Wednesday | 02 March, 2011

Ask CRRC | Sample Size

Q: In the last posting you said that in order for the sample to be representative of the entire population, every member of the population had to have some chance of being selected for the sample. However, you didn’t say anything about sample size. Doesn’t sample size matter?

A: As long as the sample size is not tiny, then the sample can be representative of the population – having 200 respondents or 2,000 respondents does not make a difference in whether you can call the sample representative of the population. Where sample size does make a difference is in how accurate your conclusions about the population of interest will be. Let’s explain what that means with an example:

Suppose we are interested in the population of voters in Rustavi and that we are interested in the proportion of residents who find the availability of gas to be an important local issue. We take a list of the 98,492 registered voters in Rustavi and randomly select a sample for interview. Now, let’s imagine two different scenarios: In the first, we randomly select 200 respondents and interview them. In the second, we randomly select 2,000 respondents and interview them. Now, imagine that in the first scenario, 64 respondents mentioned the availability of gas as an important local issue and 138 did not. Imagine that in the second scenario 640 respondents mentioned it and 1,380 did not. Because 64/200=0.32 and 640/2,000=0.32, in both scenarios exactly 32% of the respondents said that the availability of gas is an important local issue.
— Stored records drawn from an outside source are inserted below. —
PR #7918, opened 2023-06-27
Use latest image tag for ACM unreleased Install

prsurve:


ocs_ci/deployment/deployment.py
```diff
@@ -2037,6 +2040,29 @@ def get_and_apply_icsp_from_catalog(image, apply=True, insecure=False):
...
+
+
+    """
+    response = requests.get(
+        "https://quay.io/api/v1/repository/acm-d/acm-custom-registry/tag/"
+    )
+    responce_data = response.json()
+    for data in responce_data["tags"]:
+        if version in data["name"] and "v" not in data["name"]:
+            return logger.info(data["name"])
```
petr-balogh, line 2061: In [4]: type(logger.info("Hello"))
Out[4]: NoneType

This doesn't look good to me.

You should separate the log and return the data["name"] on separate line.

prsurve: I had added for my testing fixing in next comment

ocs_ci/deployment/deployment.py
```diff
@@ -1732,9 +1734,12 @@ def deploy_acm_hub_unreleased(self):
...
 
         logger.info("Writing tag data to snapshot.ver")
-        image_tag = config.ENV_DATA.get(
-            "acm_unreleased_image", config.ENV_DATA.get("default_acm_unreleased_image")
-        )
+        acm_version = config.ENV_DATA.get("acm_version")
+
+        image_tag = get_latest_acm_tag_unreleased(version=acm_version)
+        if not image_tag:
+            raise TagNotFoundException("Couldn't find given tag!")
```
petr-balogh, line 1757: I would update the function `get_latest_acm_tag_unreleased` itself to raise an exception if it will not find a tag and document it in raises block in docstring.

ocs_ci/deployment/deployment.py
```diff
@@ -2037,6 +2042,29 @@ def get_and_apply_icsp_from_catalog(image, apply=True, insecure=False):
...
+    """
+    response = requests.get(
+        "https://quay.io/api/v1/repository/acm-d/acm-custom-registry/tag/"
+    )
+    responce_data = response.json()
+    for data in responce_data["tags"]:
+        if version in data["name"] and "v" not in data["name"]:
+            return logger.info(data["name"])
+
+    return False
```
petr-balogh, line 2081: You are describing you are returning string but here it's boolean. Please rather just return string and in case it fails to find the tag, raise an exception as suggested.

conf/ocsci/acm_2.8.yaml
```diff
@@ -0,0 +1,3 @@
+---
+ENV_DATA:
+  acm_version: "2.8"
```
petr-balogh, line 3: missing new line at the end of file, the same for the other config.

petr-balogh, line 3: Also I think we should move those values also to OCP config file and the here you should add also channel I think. Because if you will have different version in ocp config then you will have mismatch.

https://github.com/red-hat-storage/ocs-ci/blob/master/ocs_ci/framework/conf/ocp_version/ocp-4.13-config.yaml#L13C7-L13C31

prsurve: We already have in the OCP config but that represents GA values

ocs_ci/deployment/deployment.py
prsurve: Done

ocs_ci/deployment/deployment.py
prsurve: Done

conf/ocsci/acm_2.8.yaml
prsurve: done

ocs_ci/deployment/deployment.py
```diff
@@ -2053,6 +2056,33 @@ def get_and_apply_icsp_from_catalog(image, apply=True, insecure=False):
     return icsp_file_dest_location
 
 
+def get_latest_acm_tag_unreleased(version):
```
petr-balogh, line 2059: Please move it out of deployment.py module to ocs_ci/utility/utils.py where we have also get_latest_ds_olm_tag .

prsurve: I tried consuming get_latest_ds_olm_tag but the function did not worked for me

ocs_ci/utility/utils.py
```diff
@@ -4281,3 +4281,30 @@ def list_insert_at_position(lst, index, element):
...
+    response = requests.get(
+        "https://quay.io/api/v1/repository/acm-d/acm-custom-registry/tag/"
+    )
+    responce_data = response.json()
+    for data in responce_data["tags"]:
+        if version in data["name"] and "v" not in data["name"]:
+            log.info(f"Found Image Tag {data['name']}")
+            return data["name"]
+
+    raise TagNotFoundException("Couldn't find given tag!")
```
shylesh, line 4310: @prsurve , could you please add "ACM" keyword in the exception message so that its clear what tag we are looking for.

petr-balogh (approved):

prsurve:
Both the PR were able to deploy the ACM hub but failed because later

PR #9140, opened 2024-01-09
Adding encrypted PVC expansion test automation when PVC is 100% full

paraggit:
Test Steps:
            1. Create a encrypted storageclass.
            2. Create a encrypted PVC of size 4G using defined vault configuration.
            3. create a pod and mount the PVC inside the pod.
            4. Fill FS 100% using FIO workload.
            5. Expand PVC to size 10G
            6. continue IO workload and verify the IOs are succeeding
            7. Verify utilization alert will stop firing after volume expansion.

### DIFF
--- a/tests/functional/pv/pv_encryption/test_encrypted_pvc_expansion_when_full.py
+++ b/tests/functional/pv/pv_encryption/test_encrypted_pvc_expansion_when_full.py
@@ -63,7 +63,7 @@ else:
 @skipif_hci_provider_and_client
 @skipif_disconnected_cluster
 @skipif_proxy_cluster
-class TestPvcExpansionWhenFull(ManageTest):
+class TestEncryptedPvcExpansionWhenFull(ManageTest):
     """
     Tests to verify encrypted PVC expansion when the PVC is 100% utilized.
     Verify utilization alert will stop firing after volume expansion.
@@ -114,7 +114,7 @@ class TestPvcExpansionWhenFull(ManageTest):
             project=self.proj_obj,
         )
 
-    def test_pvc_expansion_when_full(self, threading_lock):
+    def test_encrypted_pvc_expansion_when_full(self, threading_lock):
         """
         Verify PVC expansion when the encrypted PVC is 100% utilized.
 
--- a/tests/functional/pv/pv_encryption/test_encrypted_pvc_expansion_when_full.py
+++ b/tests/functional/pv/pv_encryption/test_encrypted_pvc_expansion_when_full.py
@@ -1,0 +1,372 @@
+import logging
+import pytest
+
+from ocs_ci.ocs import constants
+from ocs_ci.ocs.exceptions import CommandFailed
+from ocs_ci.ocs.resources.pod import get_used_space_on_mount_point
+from ocs_ci.framework.pytest_customization.marks import green_squad
+from ocs_ci.framework.testlib import (
+    skipif_ocs_version,
+    ManageTest,
+    tier2,
+    kms_config_required,
+    skipif_managed_service,
+    skipif_hci_provider_and_client,
+    skipif_disconnected_cluster,
+    skipif_proxy_cluster,
+    config,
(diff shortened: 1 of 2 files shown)


tests/functional/pv/pv_encryption/test_encrypted_pvc_expansion_when_full.py
```diff
@@ -0,0 +1,372 @@
...
+        kv_version,
+        kms_provider,
+        pv_encryption_kms_setup_factory,
+        use_vault_namespace,
+        project_factory,
+        storageclass_factory,
+        create_pvcs_and_pods,
+    ):
+        """
+        Setup csi-kms-connection-details configmap
```
ebenahar, line 85: this fixture does more than that

tests/functional/pv/pv_encryption/test_encrypted_pvc_expansion_when_full.py
```diff
@@ -0,0 +1,372 @@
...
+                jobs=8,
+                size=f"{self.pvc_size}G",
+                io_direction="write",
+                fio_filename=f"{pod_obj.name}_f1",
+            )
+        log.info("Started IO on all to utilise 100% of PVCs")
+        # Wait for IO to finish
+        log.info("Wait for IO to finish on pods")
+        for pod_obj in self.pods:
+            # for pod_obj in self.pod_objs:
```
ebenahar, line 149: should be deleted I guess

tests/functional/pv/pv_encryption/test_encrypted_pvc_expansion_when_full.py
```diff
@@ -0,0 +1,372 @@
...
+            try:
+                pod_obj.get_fio_results()
+            except CommandFailed as cfe:
+                if "No space left on device" not in str(cfe):
+                    raise
```
ebenahar, line 154: isn't it expected that the device will run out of space if we fill it to 100% capacity? If so, why is the exception being raised and not caught?

tests/functional/pv/pv_encryption/test_encrypted_pvc_expansion_when_full.py
```diff
@@ -0,0 +1,372 @@
...
+                    alert
+                    for alert in alerts
+                    if alert.get("labels", {}).get("persistentvolumeclaim")
+                    == pvc_obj.name
+                ]
+                # At least 2 alerts should be present
+                if len(alerts_pvc) < 2:
+                    break
+
+                # Verify 'PersistentVolumeUsageNearFull' alert is firing
```
shyRozen, line 180: Is there a reason to check both PersistentVolumeUsageNearFull (75%) and PersistentVolumeUsageCritical (85%). Just trying to understand why use both as we try to exhaust the capacity, maybe checking 85% alert is enough?

tests/functional/pv/pv_encryption/test_encrypted_pvc_expansion_when_full.py
```diff
@@ -0,0 +1,372 @@
...
+            5. Expand PVC to size 10G
+            6. continue IO workload and verify the IOs are succeeding
+            7. Verify utilization alert will stop firing after volume expansion.
+
+        """
+        pvc_size_expanded = 10
+
+        # Run IO to utilise 100% of volume
+        log.info("Run IO on all to utilise 100% of PVCs")
+        for pod_obj in self.pods:
```
shyRozen, line 135: If you'd like you can make them run parallel and save some time. Here is an example [https://github.com/paraggit/ocs-ci/blob/377ff1d814ba702eb1d870570f1ada12198cf654/tests/lvmo/test_lvm_multi_clone.py#L136-L162](https://github.com/paraggit/ocs-ci/blob/377ff1d814ba702eb1d870570f1ada12198cf654/tests/lvmo/test_lvm_multi_clone.py#L136-L162)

Both of these samples are representative of the population of Rustavi because every resident had a chance to be in the sample. In both cases, our best estimate of the proportion of Rustavi residents who consider the availability of gas to be a major issue is the same. This is the proportion that we encountered in each sample: 32%.

However, the two different sample sizes allow us to say two different things about the greater population of Rustavi. This is because in general the larger the sample size, the smaller the margin of error. The margin of error tells us how wide the range is within which we are sure that the true value for the entire population lies. For example, in the first scenario, using statistical formulas we can calculate that there is a 95% chance that the proportion of the entire population of 98,492 registered voters that considers the availability of gas to be an important issue is between 25.5% and 38.5%. However, in the second scenario, our calculations will tell us that we can be 95% confident that the proportion is between 30% and 34%.

That is, in the first scenario, we were 95% confident that the proportion was between 32% - 6.5% and 32% + 6.5%. In the second scenario, we were 95% confident that the proportion was between 32% - 2% and 32% + 2%. In other words, in the first scenario, the margin of error is 6.5% and in second scenario the margin of error is 2%. To conclude, different sample sizes can still be representative of a population. However, the margin of error varies with respect to the sample size and can tell us how accurate conclusions are about the population of interest.